What is a Bluetooth Motorcycle Helmet?
Despite what the Mid-West of middle America believes, motorcycle helmets are way cool, and nothing is more cool than a helmet that allows you to hear your GPS, talk to the passenger, call your mom, or listen to your favorite tunes... wirelessly.
For many years, riders have tried to overcome the sound of just the wind blowing through their ears by adding radios and speakers, 8-tracks, CDs, DVD, and MP3 players. Navigation via stick-figured, handheld GPS units has progressed to full satellite imagery on a dash integrated pop-up screen. Bike-to-passenger and bike-to-bike communicators have gone from hard-wired airplane cockpit style to radio frequency to cellular.
Throughout this technological rainbow, the one thing that has always been a hassle has been hearing what each of these devices has to offer, and in this modern day the Bluetooth helmet is a boon to the industry.
What is a Bluetooth?
Bluetooth technology as described by WikiPedia:
Bluetooth is a wireless technology standard for exchanging data over short distances (using short-wavelength radio transmissions in the ISM band from 2400–2480 MHz) from fixed and mobile devices, creating personal area networks (PANs) with high levels of security. Created by telecom vendor Ericsson in 1994, it was originally conceived as a wireless alternative to RS-232 data cables. It can connect several devices, overcoming problems of synchronization.

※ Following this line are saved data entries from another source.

PR #316, opened 2023-07-24
HTTPCachedFS

y1r:
This PR adds HTTPCachedFS, a wrapper to hook read operations and cache the content with HTTPConnector. HTTPCachedFS wrapper hooks read operations, then try HTTPCache to retrieve its content. The underlying FS will not be called if the data is in the cache. Other operations like write and list will be transferred to the underlying FS.

In order to introduce such a feature, I added `_canonical_name(path)` to FS interface and implementations. `_canonical_name(path)` returns `path` with filesystem information to distinguish Local("abc")._canonical_name("somefile") and S3("abc")._canonical_name("somefile"). S3 and HDFS will encode its endpoint to the path to distinguish multiple endpoints (like AWS's S3 and some S3 compatible storage systems).

Users can enable HTTPCache transparently by following methods:
- Give `http_cache="http://cache-service/"` to `pfio.v2.from_url` method. `from_url` automatically wraps `pfio.v2.FS` to hook all read operations. This will work with local, s3, and zipfs.
  - In the zipfs case, the data in zipfs will be stored in the cache system in a flat manner. It means the url of `somefile` in `hoge.zip` will be `http://{given_url}/hoge.zip/zipfile/somefile`. 
- Or, users can instantiate `HTTPCachedFS` directly

### DIFF
--- a/pfio/v2/fs.py
+++ b/pfio/v2/fs.py
@@ -354,6 +354,8 @@ def from_url(url: str, **kwargs) -> 'FS':
         create (bool): Create the specified path doesn't exist.
 
         http_cache (str): Prefix url of http cached entries.
+            In the filesystem with http_cache specified, all read access will
+            be hooked and upload its content to the url with the given prefix.
             For details, please refer to :py:class:`pfio.v2.HTTPCachedFS`.
             (experimental feature)
 
--- a/pfio/v2/fs.py
+++ b/pfio/v2/fs.py
@@ -315,7 +315,7 @@ def open_url(url: str, mode: str = 'r', **kwargs) -> Iterator[IOBase]:
        with open_url("s3://bucket.example.com/path/your-file.txt", 'r') as f:
            f.read()
 
-    .. note:: Some FS resouces won't be closed when using this
+    .. note:: Some FS resources won't be closed when using this
         functionality. See ``from_url`` for keyword arguments.
 
     Returns:
@@ -351,7 +351,11 @@ def from_url(url: str, **kwargs) -> 'FS':
 
         create (bool): Create the specified path doesn't exist.
 
-    .. note:: Some FS resouces won't be closed when using this
+        http_cache (str): Prefix url of http cached entries.
+            For details, please refer to ``HTTPCachedFS``.
+            (experimental feature)
+
+    .. note:: Some FS resources won't be closed when using this
         functionality.
 
     .. note:: Pickling the FS object may or may not work correctly
@@ -376,6 +380,8 @@ def from_url(url: str, **kwargs) -> 'FS':
     if force_type is not None and force_type != "zip":
         if force_type != scheme:
             raise ValueError("URL scheme mismatch with forced type")
+
+    http_cache_prefix = kwargs.pop("http_cache", None)
 
     def _zip_check_create_not_supported():
         if kwargs.get('create', False):
@@ -406,6 +412,10 @@ def from_url(url: str, **kwargs) -> 'FS':
     else:
         dirname = parsed.path
         fs = _from_scheme(scheme, dirname, kwargs, bucket=parsed.netloc)
+
+    if http_cache_prefix is not None:
+        from .http_cache import HTTPCachedFS
+        fs = HTTPCachedFS(http_cache_prefix, fs)
 
     return fs
 
--- a/pfio/v2/fs.py
+++ b/pfio/v2/fs.py
@@ -298,8 +298,10 @@ class FS(abc.ABC):
         raise NotImplementedError()
 
     @abstractmethod
-    def normpath(self, file_path: str) -> str:
-        """Returns its normpath with protocol and endpoint
+    def _canonical_name(self, file_path: str) -> str:
+        """Returns its canonical name. Canonical name includes its filesystem
+        name, endpoint of filesystem, and file_path to represent its consistent
+        naming. Designed to be used in :py:class:`pfio.v2.HTTPCachedFS`.
         """
         raise NotImplementedError
 
--- a/pfio/v2/fs.py
+++ b/pfio/v2/fs.py
@@ -352,7 +352,7 @@ def from_url(url: str, **kwargs) -> 'FS':
         create (bool): Create the specified path doesn't exist.
 
         http_cache (str): Prefix url of http cached entries.
-            For details, please refer to ``HTTPCachedFS``.
+            For details, please refer to :py:class:`pfio.v2.HTTPCachedFS`.
             (experimental feature)
 
     .. note:: Some FS resources won't be closed when using this
--- a/pfio/v2/fs.py
+++ b/pfio/v2/fs.py
@@ -297,6 +297,12 @@ class FS(abc.ABC):
         """
         raise NotImplementedError()
 
+    @abstractmethod
+    def normpath(self, file_path: str) -> str:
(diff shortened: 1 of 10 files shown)


pfio/v2/fs.py
```diff
@@ -345,7 +351,11 @@ def from_url(url: str, **kwargs) -> 'FS':
 
         create (bool): Create the specified path doesn't exist.
 
-    .. note:: Some FS resouces won't be closed when using this
+        http_cache (str): Prefix url of http cached entries.
+            For details, please refer to ``HTTPCachedFS``.
```
kuenishi, line 355:
```suggestion
            For details, please refer to :py:class:`pfio.v2.HTTPCachedFS`.
```

pfio/v2/s3.py
```diff
@@ -605,3 +605,13 @@ def remove(self, file_path: str, recursive=False):
         key = _normalize_key(key)
         return self.client.delete_object(Bucket=self.bucket,
                                          Key=key)
+
+    def normpath(self, file_path: str) -> str:
+        path = os.path.join(self.cwd, file_path)
+        norm_path = _normalize_key(path)
+
+        return "s3(endpoint={})/{}/{}".format(
```
kuenishi, line 613: endpoint should also be normalized as well; e.g. trailing slash.

pfio/v2/local.py
```diff
@@ -158,3 +158,6 @@ def glob(self, pattern: str):
         return [
             str(item.relative_to(self.cwd))
             for item in pathlib.Path(self.cwd).glob(pattern)]
+
+    def normpath(self, file_path: str) -> str:
+        return "local" + os.path.normpath(os.path.join(self.cwd, file_path))
```
kuenishi, line 163: `Local` supports relative path. That said, `os.path.join(..)` here can be anything such as `foobar` or `/foo/bar/baz` or `/foo/bar/.././boom/../../../../`. `/foo/bar/../baz` and `/foo/baz` should be treated as same, aren't they?

kuenishi (changes requested):
I imagined a few examples of the so-called `normpath()` output:

```
hdfs(nameservice)/path/to/file
local/path/to/file
s3(endpoint=https://s3compatible.example.com/)/bucket/path/to/file
s3(endpoint=https://s3compatible.example.com/)/bucket/some.zip/zipfile/path/to/file
```

IMO this is not a path defined in POSIX, but is rather close to URL in RFC2718 but it isn't. It could be some canonical identifier - but it's hard to define the spec. I'd want it be not an official method; let's start the name with `_`. If you want to keep the `normpath()` method as official API in part of PFIO, please give it a right name such as `_canonical_name()` or something,  and define the exact input / output spec.

My recommendation is to url-encode the full URL explained in PFIO documentation, while it needs some extension on S3-compatible endpoints: https://github.com/pfnet/pfio/blob/2.6.0/docs/source/design.rst#uri-expression-of-file-paths

On `Zip`, I want to know how to prevent contamination like;

1.  `path/to/file` in `local/foo.zip` named as `local/foo.zip/zipfile/path/to/file`
2. A straight path `local/foo.zip/zipfile/path/to/file`

Anyhow, thank you for the huge contribution.

pfio/v2/local.py
y1r: I think so too, therefore I normalize its path by calling `os.path.normpath()`.

```
Python 3.9.16 (main, Feb 20 2023, 13:34:31) 
[GCC 9.4.0] on linux
Type "help", "copyright", "credits" or "license" for more information.
>>> import os
>>> os.path.normpath("/foo/bar/../baz")
'/foo/baz'
>>> os.path.normpath("/foo/baz")
'/foo/baz'
>>> os.path.normpath("/foo/bar/../baz") == os.path.normpath("/foo/baz")
True
```

pfio/v2/http_cache.py
```diff
@@ -0,0 +1,224 @@
...
+    .. note:: This feature is experimental.
+
+    """
+
+    def __init__(self,
+                 url: str,
+                 fs: FS,
+                 bearer_token_path: Optional[str] = None):
+        super().__init__()
+        self.fs = fs
```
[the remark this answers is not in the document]
y1r: Fixed by https://github.com/pfnet/pfio/pull/316/commits/f6f3b52ef82bc95a67259025021ed75a0c421a92

pfio/v2/http_cache.py
```diff
@@ -0,0 +1,224 @@
+import io
+from types import TracebackType
+from typing import Any, Iterator, Optional, Type, Union
+
+from pfio.cache import HTTPConnector
+
+from .fs import FS, FileStat
+
+
+class HTTPCachedFS(FS):
```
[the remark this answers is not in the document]
y1r: Fixed by https://github.com/pfnet/pfio/pull/316/commits/f6f3b52ef82bc95a67259025021ed75a0c421a92

pfio/v2/http_cache.py
```diff
@@ -0,0 +1,224 @@
...
+        data = self.conn.get(self.cache_path)
+        if data is not None:
+            self.whole_file = data
+            return
+
+        with self.fs.open(self.file_path,
+                          *self.open_args, **self.open_kwargs) as f:
+            self.whole_file = f.read(-1)
+
+        if 1024 * 1024 * 1024 <= len(self.whole_file):
```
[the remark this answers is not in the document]
y1r: Fixed by https://github.com/pfnet/pfio/pull/316/commits/ab79d2fe45eb91247049b50839a9eecd7db37afd

pfio/v2/s3.py
y1r: Fixed by https://github.com/pfnet/pfio/pull/316/commits/0c5974c5d3d264cf45e125b0de2177fcdfbba7ea. Parsed endpoint and use its hostname only

y1r:
Thank you for your detailed review! I renamed `normpath` to `_canonical_name`, and it now returns url-like string such as `scheme://endpoint/bucket/key_name`. Also, `zipfile` is too broad name as reserved name, thus I renamed it to `pfio-zipfs` to avoid namespace pollution.

pfio/v2/local.py
```diff
@@ -158,3 +158,6 @@ def glob(self, pattern: str):
         return [
             str(item.relative_to(self.cwd))
             for item in pathlib.Path(self.cwd).glob(pattern)]
+
+    def _canonical_name(self, file_path: str) -> str:
+        return "local:/" + os.path.normpath(os.path.join(self.cwd, file_path))
```
kuenishi, line 163: Default scheme of local filesystem is `file:/`.

```suggestion
        return "file:/" + os.path.normpath(os.path.join(self.cwd, file_path))
```

See also:
- https://pfio.readthedocs.io/en/latest/design.html#uri-expression-of-file-paths
- `fs._from_scheme()`
- https://www.iana.org/assignments/uri-schemes/uri-schemes.xhtml

kuenishi (changes requested):

pfio/v2/local.py
y1r: Thank you for your review. Fixed by https://github.com/pfnet/pfio/pull/316/commits/4ad0497bd4abbbd60ca308fa99bfec3bb5d4b1e4

kuenishi (approved):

So, hopefully that clears up what it is, but why would you want it IN your helmet? Using it means no more stuffing speakers behind the cheek pads, no more fumbling with ear buds, and no more trying to fit any type of other audio type widgets on the bike itself.
Although who doesn't love seeing the old school, bandana-wearing, ZZ-Top looking dude blasting 'Free Bird" whilst gripping some Ape Hangers??! But, I digress.